As mentioned previously, muck pile fragmentation directly impacts shovel performance. Automated fragmentation analysis offers feedback for blasting crews. Using detailed fragmentation data from dozens of sample points in the last blast, blasting crews can use that information as a performance benchmark. Motion Metrics uses an excavator-mounted camera to capture an image of the top layer of material in the bucket during the dig cycle. In addition to capturing information periodically as it works the muck pile, no workers need to enter the pit to capture the fragmentation data.
Monitoring systems on shovels use different techniques, such as current draw from the motors and mechanical stress measurements, to determine payloads. Hydraulic excavators use pressure sensing technology related to the bucket position. The data can be used to measure total tons loaded and the rate (tons per hour), which could help the mine establish performance benchmarks.
Today's mines have access to mountains of data, but it's useless unless the right information is collected and distributed to the right people. Once a system has been developed, the mine can begin to embark on a path of continuous improvement based on benchmarks. Operations have the ability to act on this information, whether it is an optimization plan or avoiding downtime through proactive programs.

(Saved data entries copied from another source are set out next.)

PR #397, opened 2024-04-08
:sparkles: Add image pullSecret to hub controllers

zhiweiyin318:
## Summary
Support to sync the imagePullSecret `open-cluster-management-image-pull-credentials` in the operator ns to the hub namespace. 
## Related issue(s)

Fixes #

### DIFF
--- a/pkg/operator/operators/clustermanager/controllers/clustermanagercontroller/clustermanager_controller.go
+++ b/pkg/operator/operators/clustermanager/controllers/clustermanagercontroller/clustermanager_controller.go
@@ -224,7 +224,7 @@ func (n *clusterManagerController) sync(ctx context.Context, controllerContext f
 			hubMigrationClient: hubMigrationClient, skipRemoveCRDs: n.skipRemoveCRDs},
 		&secretReconcile{cache: n.cache, recorder: n.recorder, operatorKubeClient: n.operatorKubeClient,
 			hubKubeClient: hubClient, operatorNamespace: n.operatorNamespace},
-		&hubReoncile{cache: n.cache, recorder: n.recorder, hubKubeClient: hubClient},
+		&hubReconcile{cache: n.cache, recorder: n.recorder, hubKubeClient: hubClient},
 		&runtimeReconcile{cache: n.cache, recorder: n.recorder, hubKubeConfig: hubKubeConfig, hubKubeClient: hubClient,
 			kubeClient: managementClient, ensureSAKubeconfigs: n.ensureSAKubeconfigs},
 		&webhookReconcile{cache: n.cache, recorder: n.recorder, hubKubeClient: hubClient, kubeClient: managementClient},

- Adsero and Lumley, (2014) A Valid Approach to Equipment Productivity and Reliability Benchmarking, SME Annual Meeting (Preprint 14-105).
- Lochner, (2013) Digability: A New Take on an Old Target, Haulage & Loading 2013 Conference & Exhibition (www.haulageandloading.com)
- Baumann, Parnian, Chow, Quon and Tafazoli, (2014) Streamlining Open-Pit Operations with Automated Equipment Monitoring, SME Annual Meeting (Preprint 14-087).